Records from a collection:
PR #8960, opened 2022-06-02
perf(drawables): Generate resolver to avoid reflection at startup

ebariche:


src/Uno.UWP/Helpers/DrawableHelper.Android.cs
```diff
@@ -76,6 +90,8 @@ public static Drawable FromUri(Uri uri)
 			return drawable;
 		}
 
+		public static void SetDrawableResolver(Func<string, int> resolver) => _resolver = resolver;
```
jeromelaban, line 93:
```suggestion
		/// <summary>
        /// Sets a function to resolve drawable Ids from their string equivalent, generally used internally by Uno using a source generator.
        /// </summary>
		public static void SetDrawableResolver(Func<string, int> resolver) => _resolver = resolver;
```

jeromelaban (approved):

PR #9072, opened 2022-06-17
perf(macOS): Avoid calling `NSView.Layer` getter more than once / method

spouliot:

## PR Type

The `NSView.Layer` property getter is often called more than once inside methods.

### Callers
* `UIElement.ApplyNativeClip` (75%)
* `BindableNSView..ctor()` (9.7%)
* `NativeRenderTransformAdapter.CompleteInitialization` (7.2%)
* `FrameworkElement.set_Frame` (6.2%)
* `NativeRenderTransformAdapter.InitializeOrigin` (0.61%)
* `NativeRenderTransformAdapter.Apply` (0.54%)
* `NativeRenderTransformAdapter.Initialized` (0.40%)

All `get_Layer` calls, inside the same method, will return the exact same instance - but the extra native call(s) and even more the managed peer lookup (`GetNativeObject<T>`) are costly and totally avoidable.

Screen Shot 2022-06-17 at 10 50 56 AM

## What is the new behavior?

The `NSView.Layer` property getter is only called once per method - at least the ones identified inside Dope's flamegraph.

This changed the distribution of the callers

* `UIElement.ApplyNativeClip` 75% -> 44%
* `BindableNSView..ctor()` 9.7% -> 15%
* `NativeRenderTransformAdapter.CompleteInitialization` 7.2% -> 6.0%
* `FrameworkElement.set_Frame` 6.2% -> 5.0%
* `NativeRenderTransformAdapter.InitializeOrigin` 0.61% -> 21%
* `NativeRenderTransformAdapter.Apply` 0.54% -> 6.7%
* `NativeRenderTransformAdapter.Initialized` 0.40% -> 3.3%

which means clipping is less a bottleneck that it was before.

Screen Shot 2022-06-17 at 10 51 19 AM

note: Dope being a fixed time benchmark you need to look at relative (percentage) values, not the exact amount of time.

After the change 92% of `get_Layer` time is spent inside unmanaged code, while `GetNativeObject<T>` is a 8.2%.

Before that `GetNativeObject<T>` was taking 81% of the time and unmanaged code was 19%.

## PR Checklist

### Current

```csharp
if (Layer != null)
{
    Layer.MasksToBounds = false;
}
```

The above C# code becomes the following IL code

```il
// if (Layer != null)
IL_002b: ldarg.0
IL_002c: callvirt instance class [Microsoft.macOS]CoreAnimation.CALayer [Microsoft.macOS]AppKit.NSView::get_Layer()
IL_0031: brfalse.s IL_003f

// Layer.MasksToBounds = false;
IL_0033: ldarg.0
IL_0034: callvirt instance class [Microsoft.macOS]CoreAnimation.CALayer [Microsoft.macOS]AppKit.NSView::get_Layer()
IL_0039: ldc.i4.0
IL_003a: callvirt instance void [Microsoft.macOS]CoreAnimation.CALayer::set_MasksToBounds(bool)
```

which shows the two calls to `get_Layer`. This is a performance issue since 
* that native/ObjC call is slow; and
* the lookup (`GetNativeObject<T>`) is also slow

This also fix (albeit very unlikely) a potential `NullReferenceException`, IOW [ToCToU](https://en.wikipedia.org/wiki/Time-of-check_to_time-of-use), since something else could have executed between the calls and set it the layer to `null` (should not happen since almost everything runs from the main UI thread but CoreAnimation can be surprising).

```csharp
var layer = Layer;
if (layer != null)
{
    layer.MasksToBounds = false;
}
```

only calls the getter once

```il
// CALayer layer = Layer;
IL_002b: ldarg.0
IL_002c: callvirt instance class [Xamarin.Mac]CoreAnimation.CALayer [Xamarin.Mac]AppKit.NSView::get_Layer()
IL_0031: stloc.0
// if (layer != null)
IL_0032: ldloc.0
IL_0033: brfalse.s IL_003c

// layer.MasksToBounds = false;
IL_0035: ldloc.0
IL_0036: ldc.i4.0
IL_0037: callvirt instance void [Xamarin.Mac]CoreAnimation.CALayer::set_MasksToBounds(bool)
```

This change is within the noise for Dope (2 seconds out of 120 seconds is below 5%). However the `dotnet trace` shows the percentages of time spent on `GetNSObject<T>` has been reduced.

A similar PR might be needed for iOS since most of the modified code is not shared.


src/Uno.UI/UI/Xaml/UIElement.macOS.cs
```diff
@@ -262,18 +262,16 @@ private protected override void OnNativeKeyUp(NSEvent evt)
 			{
 				if (!ClippingIsSetByCornerRadius)
 				{
-					if (Layer != null)
-					{
-						this.Layer.Mask = null;
-					}
+					Layer.Mask = null;
```
jeromelaban, line 265: As far as I remember, Layer could be null if not asked for, which is very different from iOS. Has that changed?

spouliot: no, you're 💯% right 😄. The mention

> This property is never nil. 
https://developer.apple.com/documentation/uikit/uiview/1622436-layer?language=objc

only applies to iOS, where it's `readonly`, and not macOS where something else could set if to `nil` at anytime. I'll fix the PR asap

MartinZikmund (approved):
Beautiful!

jeromelaban (approved):

spouliot:
@jeromelaban looks like the two last steps have gone awol... can you `/azp run` again ? thanks!

MartinZikmund:
@spouliot the WIP step and conventional commit validation got stuck. I usually force-push to force it to re-run, can you try?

EXERCISE: Write out all the records above one more time, exactly.

ANSWER FOR THIS EXERCISE:
PR #8960, opened 2022-06-02
perf(drawables): Generate resolver to avoid reflection at startup

ebariche:


src/Uno.UWP/Helpers/DrawableHelper.Android.cs
```diff
@@ -76,6 +90,8 @@ public static Drawable FromUri(Uri uri)
 			return drawable;
 		}
 
+		public static void SetDrawableResolver(Func<string, int> resolver) => _resolver = resolver;
```
jeromelaban, line 93:
```suggestion
		/// <summary>
        /// Sets a function to resolve drawable Ids from their string equivalent, generally used internally by Uno using a source generator.
        /// </summary>
		public static void SetDrawableResolver(Func<string, int> resolver) => _resolver = resolver;
```

jeromelaban (approved):

PR #9072, opened 2022-06-17
perf(macOS): Avoid calling `NSView.Layer` getter more than once / method

spouliot:

## PR Type

The `NSView.Layer` property getter is often called more than once inside methods.

### Callers
* `UIElement.ApplyNativeClip` (75%)
* `BindableNSView..ctor()` (9.7%)
* `NativeRenderTransformAdapter.CompleteInitialization` (7.2%)
* `FrameworkElement.set_Frame` (6.2%)
* `NativeRenderTransformAdapter.InitializeOrigin` (0.61%)
* `NativeRenderTransformAdapter.Apply` (0.54%)
* `NativeRenderTransformAdapter.Initialized` (0.40%)

All `get_Layer` calls, inside the same method, will return the exact same instance - but the extra native call(s) and even more the managed peer lookup (`GetNativeObject<T>`) are costly and totally avoidable.

Screen Shot 2022-06-17 at 10 50 56 AM

## What is the new behavior?

The `NSView.Layer` property getter is only called once per method - at least the ones identified inside Dope's flamegraph.

This changed the distribution of the callers

* `UIElement.ApplyNativeClip` 75% -> 44%
* `BindableNSView..ctor()` 9.7% -> 15%
* `NativeRenderTransformAdapter.CompleteInitialization` 7.2% -> 6.0%
* `FrameworkElement.set_Frame` 6.2% -> 5.0%
* `NativeRenderTransformAdapter.InitializeOrigin` 0.61% -> 21%
* `NativeRenderTransformAdapter.Apply` 0.54% -> 6.7%
* `NativeRenderTransformAdapter.Initialized` 0.40% -> 3.3%

which means clipping is less a bottleneck that it was before.

Screen Shot 2022-06-17 at 10 51 19 AM

note: Dope being a fixed time benchmark you need to look at relative (percentage) values, not the exact amount of time.

After the change 92% of `get_Layer` time is spent inside unmanaged code, while `GetNativeObject<T>` is a 8.2%.

Before that `GetNativeObject<T>` was taking 81% of the time and unmanaged code was 19%.

## PR Checklist

### Current

```csharp
if (Layer != null)
{
    Layer.MasksToBounds = false;
}
```

The above C# code becomes the following IL code

```il
// if (Layer != null)
IL_002b: ldarg.0
IL_002c: callvirt instance class [Microsoft.macOS]CoreAnimation.CALayer [Microsoft.macOS]AppKit.NSView::get_Layer()
IL_0031: brfalse.s IL_003f

// Layer.MasksToBounds = false;
IL_0033: ldarg.0
IL_0034: callvirt instance class [Microsoft.macOS]CoreAnimation.CALayer [Microsoft.macOS]AppKit.NSView::get_Layer()
IL_0039: ldc.i4.0
IL_003a: callvirt instance void [Microsoft.macOS]CoreAnimation.CALayer::set_MasksToBounds(bool)
```

which shows the two calls to `get_Layer`. This is a performance issue since 
* that native/ObjC call is slow; and
* the lookup (`GetNativeObject<T>`) is also slow

This also fix (albeit very unlikely) a potential `NullReferenceException`, IOW [ToCToU](https://en.wikipedia.org/wiki/Time-of-check_to_time-of-use), since something else could have executed between the calls and set it the layer to `null` (should not happen since almost everything runs from the main UI thread but CoreAnimation can be surprising).

```csharp
var layer = Layer;
if (layer != null)
{
    layer.MasksToBounds = false;
}
```

only calls the getter once

```il
// CALayer layer = Layer;
IL_002b: ldarg.0
IL_002c: callvirt instance class [Xamarin.Mac]CoreAnimation.CALayer [Xamarin.Mac]AppKit.NSView::get_Layer()
IL_0031: stloc.0
// if (layer != null)
IL_0032: ldloc.0
IL_0033: brfalse.s IL_003c

// layer.MasksToBounds = false;
IL_0035: ldloc.0
IL_0036: ldc.i4.0
IL_0037: callvirt instance void [Xamarin.Mac]CoreAnimation.CALayer::set_MasksToBounds(bool)
```

This change is within the noise for Dope (2 seconds out of 120 seconds is below 5%). However the `dotnet trace` shows the percentages of time spent on `GetNSObject<T>` has been reduced.

A similar PR might be needed for iOS since most of the modified code is not shared.


src/Uno.UI/UI/Xaml/UIElement.macOS.cs
```diff
@@ -262,18 +262,16 @@ private protected override void OnNativeKeyUp(NSEvent evt)
 			{
 				if (!ClippingIsSetByCornerRadius)
 				{
-					if (Layer != null)
-					{
-						this.Layer.Mask = null;
-					}
+					Layer.Mask = null;
```
jeromelaban, line 265: As far as I remember, Layer could be null if not asked for, which is very different from iOS. Has that changed?

spouliot: no, you're 💯% right 😄. The mention

> This property is never nil. 
https://developer.apple.com/documentation/uikit/uiview/1622436-layer?language=objc

only applies to iOS, where it's `readonly`, and not macOS where something else could set if to `nil` at anytime. I'll fix the PR asap

MartinZikmund (approved):
Beautiful!

jeromelaban (approved):

spouliot:
@jeromelaban looks like the two last steps have gone awol... can you `/azp run` again ? thanks!

MartinZikmund:
@spouliot the WIP step and conventional commit validation got stuck. I usually force-push to force it to re-run, can you try?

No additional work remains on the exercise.